All animal experiments were performed according to the protocols (LA2021576) approved by the Laboratory Animal Welfare Ethics Branch of Peking University Biomedical Ethics Committee Institutional Animal Care Program and adhered to the Guide for the Care and Use of Laboratory Animals (NIH Publication #85-23, revised 1996) and ARRIVE guidelines.

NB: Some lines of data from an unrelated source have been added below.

PR #55, opened 2021-01-19
CORE: added memory component interface

Sergei-Lebedev:
## What
Memory components (MC) interface to work with different kinds of memory

## Why ?
Provides functionality for CLs and TLs to allocate memory and perform reduce for predefined datatypes and operations.

## How ?
Each MC is loadable object to avoid dependency on third party libraries (e.g. libcudart). There is exactly one instance of MC per library. Functions in core provides proxy to access each MC.

### DIFF
--- a/src/components/mc/base/ucc_mc_base.c
+++ b/src/components/mc/base/ucc_mc_base.c
@@ -1,0 +1,25 @@
+/**
+ * Copyright (C) Mellanox Technologies Ltd. 2020-2021.  ALL RIGHTS RESERVED.
+ *
+ * See file LICENSE for terms.
+ */
+
+#include "ucc_mc_base.h"
+
+ucc_config_field_t ucc_mc_config_table[] = {
+    {"LOG_LEVEL", "warn",
+     "UCC logging level. Messages with a level higher or equal to the "
+     "selected will be printed.\n"
+     "Possible values are: fatal, error, warn, info, debug, trace, data, func, "
+     "poll.",
+     ucc_offsetof(ucc_mc_config_t, log_component), UCC_CONFIG_TYPE_LOG_COMP},
+
+    {NULL}};
+
+const char *ucc_memory_type_names[] = {
+    [UCC_MEMORY_TYPE_HOST]         = "host",
+    [UCC_MEMORY_TYPE_CUDA]         = "cuda",
+    [UCC_MEMORY_TYPE_CUDA_MANAGED] = "cuda-managed",
+    [UCC_MEMORY_TYPE_ROCM]         = "rocm",
+    [UCC_MEMORY_TYPE_ROCM_MANAGED] = "rocm-managed",
+    [UCC_MEMORY_TYPE_LAST]         = "unknown"};
--- a/src/components/mc/base/ucc_mc_base.h
+++ b/src/components/mc/base/ucc_mc_base.h
@@ -1,0 +1,56 @@
+/**
+ * Copyright (C) Mellanox Technologies Ltd. 2020-2021.  ALL RIGHTS RESERVED.
+ *
+ * See file LICENSE for terms.
+ */
+
+#ifndef UCC_MC_BASE_H_
+#define UCC_MC_BASE_H_
+
+#include "config.h"
+#include "utils/ucc_component.h"
+#include "utils/ucc_class.h"
+#include "utils/ucc_parser.h"
+#include "core/ucc_global_opts.h"
+
+typedef enum ucc_memory_type {
+    UCC_MEMORY_TYPE_HOST,         /**< Default system memory */
+    UCC_MEMORY_TYPE_CUDA,         /**< NVIDIA CUDA memory */
+    UCC_MEMORY_TYPE_CUDA_MANAGED, /**< NVIDIA CUDA managed memory */
+    UCC_MEMORY_TYPE_ROCM,         /**< AMD ROCM memory */
+    UCC_MEMORY_TYPE_ROCM_MANAGED, /**< AMD ROCM managed system memory */
+    UCC_MEMORY_TYPE_LAST,
+    UCC_MEMORY_TYPE_UNKNOWN = UCC_MEMORY_TYPE_LAST
+} ucc_memory_type_t;
+
+/**
+ * Array of string names for each memory type
+ */
+extern const char *ucc_memory_type_names[];
+
+typedef struct ucc_mc_config {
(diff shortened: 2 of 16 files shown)


src/core/ucc_mc.c
```diff
@@ -0,0 +1,135 @@
...
+    int            i, n_mcs;
+    ucc_mc_base_t *mc;
+    ucc_status_t   status;
+
+    memset(mc_ops, 0, UCC_MEMORY_TYPE_LAST * sizeof(ucc_mc_ops_t *));
+    n_mcs = ucc_global_config.mc_framework.n_components;
+    for (i = 0; i < n_mcs; i++) {
+        mc = ucc_derived_of(ucc_global_config.mc_framework.components[i],
+                            ucc_mc_base_t);
+        if (mc->ref_cnt == 0) {
```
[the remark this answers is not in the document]
Sergei-Lebedev: I thought about possible future use case when user can ask to explicitly enable/disable specific memory component per lib. For example create one ucc_lib with only cpu mc and another with cpu and gpu mc. Does it make sense?

src/core/ucc_mc.c
```diff
@@ -0,0 +1,135 @@
...
+        }
+    }
+    return UCC_OK;
+}
+
+ucc_status_t ucc_mc_alloc(void **ptr, size_t size, ucc_memory_type_t mem_type)
+{
+    ucc_status_t status = UCC_OK;
+
+    if (NULL == mc_ops[mem_type]) {
```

For human samples, the study protocol (2018BJYYEC-121-03) was approved by the Ethics Committee of Bei**g Hospital and conformed to the principles outlined in the Declaration of Helsinki for the Use of Human Tissue or Subjects. Written informed consent was provided by all participants. The data were anonymized and deidentified prior to analysis.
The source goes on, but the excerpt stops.